PR #136, opened 2018-11-13
Use NodeGetInfo to get node Id

wnxn:
Because NodeGetId RPC call is deprecated in CSI spec v0.3.0,
we should use NodeGetInfo to get node Id in sanity test.

In the part of [NodeGetId in CSI spec v0.3.0](https://github.com/container-storage-interface/spec/blob/v0.3.0/spec.md#nodegetid), it is found that NodeGetId has been deprecated.
```
NodeGetId RPC call is deprecated. Users of this RPC call SHOULD use NodeGetInfo.
```

### DIFF
--- a/pkg/sanity/controller.go
+++ b/pkg/sanity/controller.go
@@ -787,10 +787,10 @@ var _ = DescribeSanity("Controller Service", func(sc *SanityContext) {
 			Expect(vol.GetVolume().GetId()).NotTo(BeEmpty())
 			cl.RegisterVolume(name, VolumeInfo{VolumeID: vol.GetVolume().GetId()})
 
-			By("getting a node id")
-			nid, err := n.NodeGetId(
+			By("getting a node info")
+			nid, err := n.NodeGetInfo(
 				context.Background(),
-				&csi.NodeGetIdRequest{})
+				&csi.NodeGetInfoRequest{})
 			Expect(err).NotTo(HaveOccurred())
 			Expect(nid).NotTo(BeNil())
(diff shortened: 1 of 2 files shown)


lpabon:
@wnxn @pohly I'm not sure if this necessary. In the master branch (v1.1.0) and in the release-1.0 branch, we now use NodeGetInfo, and only in the release-0.3 branch do we use NodeGetId.

wnxn:
Hi @pohly and @lpabon ,
For CSI test release-1.0, I notice that we only call NodeGetInfo now.
For CSI test release-0.3, if this project still support to test CSI plugins based on CSI spec v0.3.0. I believe we should call NodeGetInfo to get node Id when setting `ControllerPublishVolumeRequest`'s `node_id` field. 
In [CSI spec v0.3.0](https://github.com/container-storage-interface/spec/blob/v0.3.0/csi.proto#L572),  developer would be better to follow this advice, the CO SHALL set `ControllerPublishVolumeRequest`'s `node_id` field to match the node ID returned by `NodeGetInfo`. At least, we should get node Id through NodeGetInfo instead of NodeGetId when setting `ControllerPublishVolumeRequest`'s `node_id` field.

```
message ControllerPublishVolumeRequest {
  ...
  // The ID of the node. This field is REQUIRED. The CO SHALL set this
  // field to match the node ID returned by `NodeGetInfo`.
  string node_id = 2;
  ...
}
```

pohly:
We are using `NodeGetInfo` on master and rely on CSI 1.0. I think we can close this now.

/close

+++++

Aim of the task → Make sure every record is repeated exactly.

Written answer →
PR #136, opened 2018-11-13
Use NodeGetInfo to get node Id

wnxn:
Because NodeGetId RPC call is deprecated in CSI spec v0.3.0,
we should use NodeGetInfo to get node Id in sanity test.

In the part of [NodeGetId in CSI spec v0.3.0](https://github.com/container-storage-interface/spec/blob/v0.3.0/spec.md#nodegetid), it is found that NodeGetId has been deprecated.
```
NodeGetId RPC call is deprecated. Users of this RPC call SHOULD use NodeGetInfo.
```

### DIFF
--- a/pkg/sanity/controller.go
+++ b/pkg/sanity/controller.go
@@ -787,10 +787,10 @@ var _ = DescribeSanity("Controller Service", func(sc *SanityContext) {
 			Expect(vol.GetVolume().GetId()).NotTo(BeEmpty())
 			cl.RegisterVolume(name, VolumeInfo{VolumeID: vol.GetVolume().GetId()})
 
-			By("getting a node id")
-			nid, err := n.NodeGetId(
+			By("getting a node info")
+			nid, err := n.NodeGetInfo(
 				context.Background(),
-				&csi.NodeGetIdRequest{})
+				&csi.NodeGetInfoRequest{})
 			Expect(err).NotTo(HaveOccurred())
 			Expect(nid).NotTo(BeNil())
(diff shortened: 1 of 2 files shown)


lpabon:
@wnxn @pohly I'm not sure if this necessary. In the master branch (v1.1.0) and in the release-1.0 branch, we now use NodeGetInfo, and only in the release-0.3 branch do we use NodeGetId.

wnxn:
Hi @pohly and @lpabon ,
For CSI test release-1.0, I notice that we only call NodeGetInfo now.
For CSI test release-0.3, if this project still support to test CSI plugins based on CSI spec v0.3.0. I believe we should call NodeGetInfo to get node Id when setting `ControllerPublishVolumeRequest`'s `node_id` field. 
In [CSI spec v0.3.0](https://github.com/container-storage-interface/spec/blob/v0.3.0/csi.proto#L572),  developer would be better to follow this advice, the CO SHALL set `ControllerPublishVolumeRequest`'s `node_id` field to match the node ID returned by `NodeGetInfo`. At least, we should get node Id through NodeGetInfo instead of NodeGetId when setting `ControllerPublishVolumeRequest`'s `node_id` field.

```
message ControllerPublishVolumeRequest {
  ...
  // The ID of the node. This field is REQUIRED. The CO SHALL set this
  // field to match the node ID returned by `NodeGetInfo`.
  string node_id = 2;
  ...
}
```

pohly:
We are using `NodeGetInfo` on master and rely on CSI 1.0. I think we can close this now.

/close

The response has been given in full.